Question

Calc III Mini-Tutorial: Integrals of Vectors + Projectile Motion

Answer 1

\({\bf{Integration:}}\) basically follows the same principles as scalar functions

\(\int\limits_{}^{}r(t)dt = R(t)+c\)
for vector function r(t), indefinite integral
\(\int\limits_{a}^{b}r(t)dt=(\int\limits_{a}^{b}f(t)dt )i + (\int\limits_{a}^{b}g(t)dt )j + (\int\limits_{a}^{b}h(t)dt )k\)
for definite integrals

special note: often times you will be given the second derivative of a function (such as acceleration) and asked to find the original function, given initial conditions. in that case each integration will produce a C-value that must be taken into consideration before taking the next integral.

Answer 2

\({\bf{Projectile~Motion:}}\)
vector v0 = (|v0|cos(theta))i + (|v0|sin(theta))j
where v0 is the initial velocity given to the object and theta is the initial angle the object is thrown at

after the object is launched the only force acting upon it is gravity (welltechnicallyairresistancetoobutthatsreallycomplicatedtoaccountfor)

so d^2r/dt^2 = -gj

assuming initial position = r0 and initial velocity = v0, taking the integral of this gives us

dr/dt = (-gt)j + v0
and r(t) = -(1/2)gt^2 + v0t + r(0)

you can also take this expression: vector v0 = (|v0|cos(theta))i + (|v0|sin(theta))j

and plug this in for v0 to get

-(1/2)gt^2 + (t|v0|cos(theta))i + (t|v0|sin(theta))j + r(0)
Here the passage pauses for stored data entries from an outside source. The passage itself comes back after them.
PR #15415, opened 2023-07-26
[Frontend][ONNX] add onnx Mish operator

Aarsh2001:
[Mish](https://onnx.ai/onnx/operators/onnx__Mish.html)  - tests pass locally for `llvm` target on a `cpu`

PR #15602, opened 2023-08-21
[ONNX][BugFix] Support If body with free variable from graph input 

gangmul12:
When graph inputs are used in an inner body of If node, the original TVM ONNX
frontend did not set the span properly. Because of the wrong or partial span,
new relay.Var is introduced and failed to match identical Var. Firstly, there
was an issue where the free variable of the inner body was updated in _node but
not applied to _input. Secondly, although the free variable of the then body
successfully updated to relay.Var in _node, but this was obscured by the update
of _node in the else body.

This commit fixes the ONNX importer and adds an ONNX import testcase for the
revised code.

### DIFF
--- a/python/tvm/relay/frontend/onnx.py
+++ b/python/tvm/relay/frontend/onnx.py
@@ -6959,6 +6959,7 @@ class GraphProto:
                 op = fold_constant(op)
             else:
                 op = _expr.TupleWrapper(fold_constant(op.astuple()), len(op))
+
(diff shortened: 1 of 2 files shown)


gangmul12:
cc @Hzfengsy . Can you review this when you are free? I found you reviewed the most recent ONNX PR https://github.com/apache/tvm/pull/15415 . I'm not sure who to cc..

Hzfengsy (approved):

so if we wanted to launch, say, a human baby at 1000 m/s at an angle of 89 degrees, we can plug in 1000 for v0 and 89degrees for theta, pick a time and find r(t) at that time

Answer 3

we can re-write y as a function of x instead of t

x = vcos(theta) * t
t = x/(vcos(theta))

if y = -(1/2)gt^2 + (t|v0|sin(theta))j

then y = -(1/2)g(x/(vcos(theta))^2 + xtan(theta), remembering that sin(theta)/cos(theta) = tan(theta), and that t|v0| = x

Answer 4

\({\bf{Supplementary~Equations:}}\) all of these equations can be derived from the basic kinematics equations

max height = (v0 sin(theta))^2/(2g)
flight time: t = (2v0sin(theta))/g
range = (v0)^2/g * sin(2theta)

starting with flight time, you can just set max height equal to 0 and solve for t (make sure to consider nontrivial t)

0 = v_0 sin(theta) t - (1/2)gt^2
dividing both sides by t, you can do this as long as you are taking the nontrivial value of t rather than t = 0

v_0sin(theta) = (1/2)gt

t = (2v0sin(theta))/g

for range simply plug that t value into the x-velocity equation

r = v0 cos(theta) * t = [v0 cos(theta) * t](2v0sin(theta))/g
remembering the identity 2(cos(theta) sin(theta) = sin(2theta)
r = (v0)^2/g * sin(2theta)

for the max height equation start w/ the kinematic equation

vf^2 = v_0^2 - 2gh

set vf = 0, solve for h, then let v_0 be the vertical component v_0 sin(theta)

Answer 5

Source material is section 13.2 of Thomas' Calculus, Early Transcendentals, 14th edition by Hass, Heil, Weir, et. al.